▸ Information shown:
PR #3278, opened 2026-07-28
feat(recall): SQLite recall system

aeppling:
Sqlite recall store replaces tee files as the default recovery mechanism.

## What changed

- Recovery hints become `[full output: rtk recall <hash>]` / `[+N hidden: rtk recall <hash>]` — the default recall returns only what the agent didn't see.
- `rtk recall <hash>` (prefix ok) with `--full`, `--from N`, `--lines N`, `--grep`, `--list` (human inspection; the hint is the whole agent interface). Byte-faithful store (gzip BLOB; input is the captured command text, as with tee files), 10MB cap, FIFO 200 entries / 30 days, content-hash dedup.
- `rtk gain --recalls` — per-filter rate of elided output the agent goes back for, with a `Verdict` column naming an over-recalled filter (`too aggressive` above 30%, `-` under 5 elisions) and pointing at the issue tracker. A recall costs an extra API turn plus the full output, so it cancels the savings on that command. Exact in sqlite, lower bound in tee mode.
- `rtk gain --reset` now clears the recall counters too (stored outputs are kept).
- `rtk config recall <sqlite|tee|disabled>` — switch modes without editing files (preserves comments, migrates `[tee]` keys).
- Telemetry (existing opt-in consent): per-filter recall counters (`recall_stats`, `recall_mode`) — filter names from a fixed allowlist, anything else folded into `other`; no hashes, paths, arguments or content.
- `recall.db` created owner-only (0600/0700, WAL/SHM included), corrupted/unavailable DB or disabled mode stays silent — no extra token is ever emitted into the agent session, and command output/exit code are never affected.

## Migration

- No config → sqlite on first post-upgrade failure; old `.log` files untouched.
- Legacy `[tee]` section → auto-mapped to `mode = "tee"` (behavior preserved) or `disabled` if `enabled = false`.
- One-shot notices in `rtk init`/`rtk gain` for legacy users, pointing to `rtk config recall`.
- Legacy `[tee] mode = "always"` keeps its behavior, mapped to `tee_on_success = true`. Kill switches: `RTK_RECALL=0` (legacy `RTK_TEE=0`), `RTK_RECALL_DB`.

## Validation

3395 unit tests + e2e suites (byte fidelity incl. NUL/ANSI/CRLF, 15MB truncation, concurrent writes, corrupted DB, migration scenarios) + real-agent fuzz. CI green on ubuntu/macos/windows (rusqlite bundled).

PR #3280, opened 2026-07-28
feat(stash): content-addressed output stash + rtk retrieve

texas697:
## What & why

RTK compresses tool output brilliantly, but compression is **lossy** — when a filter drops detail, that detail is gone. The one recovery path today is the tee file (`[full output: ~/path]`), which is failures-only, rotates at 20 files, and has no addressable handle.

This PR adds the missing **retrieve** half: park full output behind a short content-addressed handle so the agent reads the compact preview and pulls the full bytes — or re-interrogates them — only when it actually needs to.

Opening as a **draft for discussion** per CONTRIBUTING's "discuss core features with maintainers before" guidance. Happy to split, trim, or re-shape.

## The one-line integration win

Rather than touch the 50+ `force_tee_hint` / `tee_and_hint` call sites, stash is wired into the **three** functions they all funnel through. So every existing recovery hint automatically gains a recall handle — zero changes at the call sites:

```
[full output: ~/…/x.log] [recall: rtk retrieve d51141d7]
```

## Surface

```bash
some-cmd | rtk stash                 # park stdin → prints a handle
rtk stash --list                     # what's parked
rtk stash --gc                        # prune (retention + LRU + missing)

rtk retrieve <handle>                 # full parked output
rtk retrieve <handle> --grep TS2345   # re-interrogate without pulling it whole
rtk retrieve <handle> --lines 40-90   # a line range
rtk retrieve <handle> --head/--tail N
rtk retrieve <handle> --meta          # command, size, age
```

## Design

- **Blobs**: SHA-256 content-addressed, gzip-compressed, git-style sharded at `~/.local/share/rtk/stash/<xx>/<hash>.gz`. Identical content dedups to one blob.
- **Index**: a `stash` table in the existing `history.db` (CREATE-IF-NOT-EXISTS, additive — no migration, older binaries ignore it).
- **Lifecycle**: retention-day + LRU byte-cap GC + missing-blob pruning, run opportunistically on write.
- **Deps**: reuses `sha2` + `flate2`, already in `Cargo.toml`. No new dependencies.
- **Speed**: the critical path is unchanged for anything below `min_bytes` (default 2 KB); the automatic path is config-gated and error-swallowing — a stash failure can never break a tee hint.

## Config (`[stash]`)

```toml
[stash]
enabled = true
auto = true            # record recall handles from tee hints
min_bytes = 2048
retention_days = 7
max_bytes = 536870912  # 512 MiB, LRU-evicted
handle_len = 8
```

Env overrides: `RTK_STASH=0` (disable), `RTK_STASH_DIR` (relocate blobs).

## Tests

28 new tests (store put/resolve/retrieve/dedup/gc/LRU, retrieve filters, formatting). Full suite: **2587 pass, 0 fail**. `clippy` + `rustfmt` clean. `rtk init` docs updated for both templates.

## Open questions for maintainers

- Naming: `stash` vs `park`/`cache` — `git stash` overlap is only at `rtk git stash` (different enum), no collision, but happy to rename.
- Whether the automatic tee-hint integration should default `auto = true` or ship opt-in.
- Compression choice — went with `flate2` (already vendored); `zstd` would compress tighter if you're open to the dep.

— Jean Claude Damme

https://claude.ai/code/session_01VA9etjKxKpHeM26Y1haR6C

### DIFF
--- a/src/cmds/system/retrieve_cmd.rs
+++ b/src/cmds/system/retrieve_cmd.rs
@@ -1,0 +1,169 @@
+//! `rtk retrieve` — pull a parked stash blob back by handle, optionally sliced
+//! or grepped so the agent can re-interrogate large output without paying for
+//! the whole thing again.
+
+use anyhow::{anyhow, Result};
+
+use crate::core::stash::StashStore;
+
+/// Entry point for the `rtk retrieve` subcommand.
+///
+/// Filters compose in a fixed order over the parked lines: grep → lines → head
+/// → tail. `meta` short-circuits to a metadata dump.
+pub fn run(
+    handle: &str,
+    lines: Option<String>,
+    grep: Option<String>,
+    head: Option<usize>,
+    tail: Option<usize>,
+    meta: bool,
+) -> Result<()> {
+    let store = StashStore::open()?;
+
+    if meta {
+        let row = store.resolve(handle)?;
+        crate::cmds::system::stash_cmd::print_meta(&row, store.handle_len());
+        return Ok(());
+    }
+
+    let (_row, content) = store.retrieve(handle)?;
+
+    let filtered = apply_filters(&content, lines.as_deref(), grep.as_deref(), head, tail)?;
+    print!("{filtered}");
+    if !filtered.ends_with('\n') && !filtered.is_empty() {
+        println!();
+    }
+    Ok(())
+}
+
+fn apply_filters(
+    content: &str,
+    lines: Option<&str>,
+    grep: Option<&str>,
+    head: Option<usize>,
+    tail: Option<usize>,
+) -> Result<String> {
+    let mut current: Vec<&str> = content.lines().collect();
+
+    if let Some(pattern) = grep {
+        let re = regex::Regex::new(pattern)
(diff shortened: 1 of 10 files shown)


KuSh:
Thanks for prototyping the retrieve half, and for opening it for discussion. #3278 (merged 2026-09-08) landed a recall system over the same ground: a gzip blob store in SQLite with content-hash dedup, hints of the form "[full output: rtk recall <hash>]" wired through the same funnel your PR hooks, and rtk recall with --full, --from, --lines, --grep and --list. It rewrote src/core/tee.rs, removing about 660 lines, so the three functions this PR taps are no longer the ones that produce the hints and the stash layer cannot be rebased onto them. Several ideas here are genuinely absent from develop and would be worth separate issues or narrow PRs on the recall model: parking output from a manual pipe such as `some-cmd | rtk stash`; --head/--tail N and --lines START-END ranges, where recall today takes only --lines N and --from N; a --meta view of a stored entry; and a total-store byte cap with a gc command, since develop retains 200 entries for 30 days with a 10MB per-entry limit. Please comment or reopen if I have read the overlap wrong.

--

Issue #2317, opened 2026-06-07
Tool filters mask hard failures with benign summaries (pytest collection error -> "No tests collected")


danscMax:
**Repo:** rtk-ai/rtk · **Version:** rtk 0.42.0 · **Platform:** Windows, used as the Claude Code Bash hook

--

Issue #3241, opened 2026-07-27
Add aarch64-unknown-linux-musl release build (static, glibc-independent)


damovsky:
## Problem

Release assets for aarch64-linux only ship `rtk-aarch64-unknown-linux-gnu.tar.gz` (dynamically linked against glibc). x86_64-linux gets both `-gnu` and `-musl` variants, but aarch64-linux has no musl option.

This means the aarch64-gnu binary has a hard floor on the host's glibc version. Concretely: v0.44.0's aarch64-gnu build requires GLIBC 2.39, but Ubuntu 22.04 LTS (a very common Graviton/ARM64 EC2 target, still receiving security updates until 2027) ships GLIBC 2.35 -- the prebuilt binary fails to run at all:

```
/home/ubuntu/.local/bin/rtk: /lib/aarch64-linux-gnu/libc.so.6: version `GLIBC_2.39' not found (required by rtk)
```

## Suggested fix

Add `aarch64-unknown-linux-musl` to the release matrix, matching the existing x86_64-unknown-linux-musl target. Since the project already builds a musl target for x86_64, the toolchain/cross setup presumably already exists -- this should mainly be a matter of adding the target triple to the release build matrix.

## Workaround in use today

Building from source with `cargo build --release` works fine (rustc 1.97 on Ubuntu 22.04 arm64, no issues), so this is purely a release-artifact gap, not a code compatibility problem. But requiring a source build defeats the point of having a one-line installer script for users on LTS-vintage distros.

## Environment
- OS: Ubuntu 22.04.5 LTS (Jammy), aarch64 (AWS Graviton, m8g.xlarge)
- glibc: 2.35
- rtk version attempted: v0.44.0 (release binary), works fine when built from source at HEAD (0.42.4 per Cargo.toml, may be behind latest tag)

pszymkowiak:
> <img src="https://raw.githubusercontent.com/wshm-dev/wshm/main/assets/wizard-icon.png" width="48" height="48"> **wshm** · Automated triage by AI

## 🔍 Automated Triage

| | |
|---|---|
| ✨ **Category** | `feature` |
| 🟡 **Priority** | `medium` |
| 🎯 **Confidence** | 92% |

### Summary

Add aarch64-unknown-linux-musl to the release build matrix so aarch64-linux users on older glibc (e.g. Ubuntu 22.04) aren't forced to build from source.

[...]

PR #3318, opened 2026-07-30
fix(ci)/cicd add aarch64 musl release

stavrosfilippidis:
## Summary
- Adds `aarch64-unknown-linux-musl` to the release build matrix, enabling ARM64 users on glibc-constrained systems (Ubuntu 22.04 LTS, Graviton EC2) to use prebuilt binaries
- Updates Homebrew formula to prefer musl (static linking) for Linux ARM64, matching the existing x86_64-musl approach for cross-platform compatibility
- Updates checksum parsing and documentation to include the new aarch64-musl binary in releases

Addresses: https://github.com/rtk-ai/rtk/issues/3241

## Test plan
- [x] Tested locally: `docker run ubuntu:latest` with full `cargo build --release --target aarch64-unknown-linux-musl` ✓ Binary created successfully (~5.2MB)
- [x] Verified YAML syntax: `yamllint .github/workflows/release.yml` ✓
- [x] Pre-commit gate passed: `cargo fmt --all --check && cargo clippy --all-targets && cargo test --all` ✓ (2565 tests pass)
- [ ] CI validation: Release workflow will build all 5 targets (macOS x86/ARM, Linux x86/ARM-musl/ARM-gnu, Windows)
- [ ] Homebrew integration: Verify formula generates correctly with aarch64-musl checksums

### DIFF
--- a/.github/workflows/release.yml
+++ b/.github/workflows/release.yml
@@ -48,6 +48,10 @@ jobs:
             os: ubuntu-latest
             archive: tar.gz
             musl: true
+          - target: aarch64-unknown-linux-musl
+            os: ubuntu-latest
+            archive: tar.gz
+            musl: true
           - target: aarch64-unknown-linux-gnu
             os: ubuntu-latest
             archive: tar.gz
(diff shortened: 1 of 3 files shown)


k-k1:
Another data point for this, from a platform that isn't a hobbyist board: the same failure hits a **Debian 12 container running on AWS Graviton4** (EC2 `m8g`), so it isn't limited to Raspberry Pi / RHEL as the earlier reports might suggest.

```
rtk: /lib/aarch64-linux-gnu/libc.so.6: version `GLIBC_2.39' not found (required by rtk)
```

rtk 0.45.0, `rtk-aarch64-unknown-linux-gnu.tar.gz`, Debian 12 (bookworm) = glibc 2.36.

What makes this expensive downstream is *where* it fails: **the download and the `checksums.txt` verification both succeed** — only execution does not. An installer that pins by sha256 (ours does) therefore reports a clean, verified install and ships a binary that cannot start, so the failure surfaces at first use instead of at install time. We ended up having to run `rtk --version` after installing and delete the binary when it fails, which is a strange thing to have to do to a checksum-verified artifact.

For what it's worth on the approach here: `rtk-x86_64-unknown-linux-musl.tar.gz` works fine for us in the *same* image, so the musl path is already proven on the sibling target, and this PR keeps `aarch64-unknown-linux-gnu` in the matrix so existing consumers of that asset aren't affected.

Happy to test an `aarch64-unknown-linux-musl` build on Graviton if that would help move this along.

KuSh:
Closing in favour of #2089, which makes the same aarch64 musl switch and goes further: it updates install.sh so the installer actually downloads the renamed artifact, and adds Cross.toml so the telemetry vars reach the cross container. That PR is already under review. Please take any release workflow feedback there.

▸ What you need to do: Could you repeat exactly the lines above from the line with "PR #3278, opened 2026-07-28" up to and including the line with "- One-shot notices", and only those?

▸ Exercise result:
PR #3278, opened 2026-07-28
feat(recall): SQLite recall system

aeppling:
Sqlite recall store replaces tee files as the default recovery mechanism.

## What changed

- Recovery hints become `[full output: rtk recall <hash>]` / `[+N hidden: rtk recall <hash>]` — the default recall returns only what the agent didn't see.
- `rtk recall <hash>` (prefix ok) with `--full`, `--from N`, `--lines N`, `--grep`, `--list` (human inspection; the hint is the whole agent interface). Byte-faithful store (gzip BLOB; input is the captured command text, as with tee files), 10MB cap, FIFO 200 entries / 30 days, content-hash dedup.
- `rtk gain --recalls` — per-filter rate of elided output the agent goes back for, with a `Verdict` column naming an over-recalled filter (`too aggressive` above 30%, `-` under 5 elisions) and pointing at the issue tracker. A recall costs an extra API turn plus the full output, so it cancels the savings on that command. Exact in sqlite, lower bound in tee mode.
- `rtk gain --reset` now clears the recall counters too (stored outputs are kept).
- `rtk config recall <sqlite|tee|disabled>` — switch modes without editing files (preserves comments, migrates `[tee]` keys).
- Telemetry (existing opt-in consent): per-filter recall counters (`recall_stats`, `recall_mode`) — filter names from a fixed allowlist, anything else folded into `other`; no hashes, paths, arguments or content.
- `recall.db` created owner-only (0600/0700, WAL/SHM included), corrupted/unavailable DB or disabled mode stays silent — no extra token is ever emitted into the agent session, and command output/exit code are never affected.

## Migration

- No config → sqlite on first post-upgrade failure; old `.log` files untouched.
- Legacy `[tee]` section → auto-mapped to `mode = "tee"` (behavior preserved) or `disabled` if `enabled = false`.
- One-shot notices in `rtk init`/`rtk gain` for legacy users, pointing to `rtk config recall`.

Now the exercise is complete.